Global Cerebellar Hypoplasia
Global cerebellar hypoplasia has diverse causes that include chromosomal and genetically determined diseases, Tay-Sachs disease, Menkes kinky hair disease, some cases of spinal muscular atrophy, and sporadic cases of unknown cause. Histologically, there may be a selective depletion of granule cells or a loss of Purkinje cells and other neuronal elements in addition to granule cells (Fig. 60.13). In selective granule cell depletion, the axons and dendrites of Purkinje cells are deformed.

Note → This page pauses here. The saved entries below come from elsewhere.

PR #108, opened 2020-01-30
GETOK login ui change from UX feedback

TimCsaky:
# Description

https://apps.nrs.gov.bc.ca/int/jira/browse/SHOWCASE-663

- Changed the 'please log in' message on the home page to include a list of the common services and a login button. Will need further feedback on whether the wording is correct. wording on screenshot in ticket didn't quite make sense to me.
- updated the unit test that checks this text
- replaces string 'Natural Resources Get Token' with 'Common Service Get Token' in UI and readme's (further required changes seem beyond scope of this ticket)
- minor change to footer links styling

## Types of changes

## Checklist

## Further comments

some of the other unit tests relating to vuex and a regex were failing for me locally.
 I'm guessing that's expected or not requiring urgent attention (?)

This ticket included changing the title in the UI header from 'NR Get Token' to 'Common Service Get Token'. We may want to make this change at a system level in the environment variables and config maps (?)


bcgov-nr-csst:
SonarQube Analysis: https://sonarqube-k8vopl-tools.pathfinder.gov.bc.ca/dashboard?id=nr-get-token-pr-108

frontend/src/components/Home.vue
```diff
@@ -162,6 +186,10 @@ export default {
   },
   data() {
     return {
+      authRoutes: AuthRoutes,
+      KeycloakCommonServiceList: CommonServiceList.filter(function(x) {
```
jujaga: `CommonServiceList.filter(x => {`
This function doesn't depend on `this` scope so it can be declared anonymously

TimCsaky: good call.. .this view does look quite bland. apparently it will be getting more content soon.

frontend/src/components/Header.vue
```diff
@@ -12,7 +12,7 @@
       </a>
 
       <v-toolbar-title>
-        <v-btn class="title hidden-sm-and-down" color="text" text>{{ appTitle }}</v-btn>
+        <v-btn class="title hidden-sm-and-down" color="text" text>Common Service Get Token</v-btn>
```
loneil: We want this pulling from VUE_APP_TITLE, not hard coded. This allows us to control the title based on environment.

bcgov-nr-csst:
SonarQube Analysis: https://sonarqube-k8vopl-tools.pathfinder.gov.bc.ca/dashboard?id=nr-get-token-pr-108

frontend/src/components/Header.vue
TimCsaky: totally agree. this was a temporary fix. i wondered if changing the environment variables would be done along with changes to server config map stuff in a different ticket ?

loneil: VUE_APP environment variables work differently. Look at the appTitle field and can see it's pulling from process.env.VUE_APP_TITLE, then see the .env files and the VUE_APP_* vars are set in there.
These could be config map-pulled values but for now are managed by the vue app variables.
For our discussions of changing how GETOK FE is hosted (served by it's api, rather then static on Caddy), this paradigm might change anyways.

But for current implementation should be able to just change the .env file for the title.

TimCsaky: awesome. that's good to know. thanks

frontend/src/components/Header.vue
```diff
@@ -69,6 +68,9 @@ export default {
   color: #fff;
   background: none;
 }
+.gov-header .v-btn.title{
+  text-transform: none;
```
loneil: Do we need to explicitly specify no text-transform? None is the default value. Is this needed to override something with a lower specificity?

frontend/src/components/Footer.vue
```diff
@@ -29,6 +30,9 @@ export default {};
   .footer .v-btn {
     color: #fff;
     text-decoration: none;
+    text-transform: capitalize;
+    font-size: 80%;
+    font-weight: normal;
```
loneil: Normal is the default font-weight, is this an override?

frontend/src/components/Header.vue
TimCsaky: yeah this is odd but i think v-btn default is uppercase. https://vuetifyjs.com/en/components/buttons

frontend/src/components/Footer.vue
TimCsaky: yeah this does seem unnecessary but i believe v-btn has a default font weight of 500. that's what the browser inspector is showing me. i think its in the base vuetify. 500 is a bit heavy if i am trying to match the style in ticket i think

Focal Cerebellar Dysplasia
Focal dysplasias and hamartomas of the cerebellar cortex (Fig. 60.14) are often incidental findings at autopsy and are often clinically asymptomatic. More extensive lesions present abnormal cerebellar findings clinically. These small focal malformations are a disorder of neuronal migration programmed as genetic defects or, more commonly, acquired from brief insults during the long period of cerebellar development. Focal ischemic insults and exposure to cytotoxic drugs or viruses are among the more common causes. The granule cells of the cerebellar cortex retain a regenerative capacity lost early in gestation by most other neurons, but the regenerative pattern of lamination in the cerebellar cortex may be imperfect.
Craniosynostosis
The development of the cranium and sutures closely relates to neuromeric formation in the neural tube. Mesencephalic neural crest induces most of craniofacial development and is involved in the formation of the rostral two-thirds of the cranial vault and underlying meninges. More than 100 syndromes are identifiable that include a component of craniosynostosis. Several have a genetic basis, including the syndromes of Apert, Crouzon, Pfeiffer, and Saethre-Chotzen; these are related to fibroblast growth factor receptor defects, and in some, specific causative genes such as TWIST are recognized (Flores-Sarnat, 2002b). The genetic bases of the more common isolated craniostenoses of the coronal and sagittal sutures are unknown. Although once thought to be only a cosmetic defect, some believe that untreated isolated synostosis results in neurological impairment. Advances in imaging have enhanced both prenatal and postnatal diagnosis, and parallel advances in craniofacial surgery makes treatment more effective from both a neurological and cosmetic perspective. Distinguishing true craniosynostosis from positional deformities of the head resulting from abnormal prenatal compression by the maternal pelvis and postnatal effects of head position, particularly in premature infants, is important for management.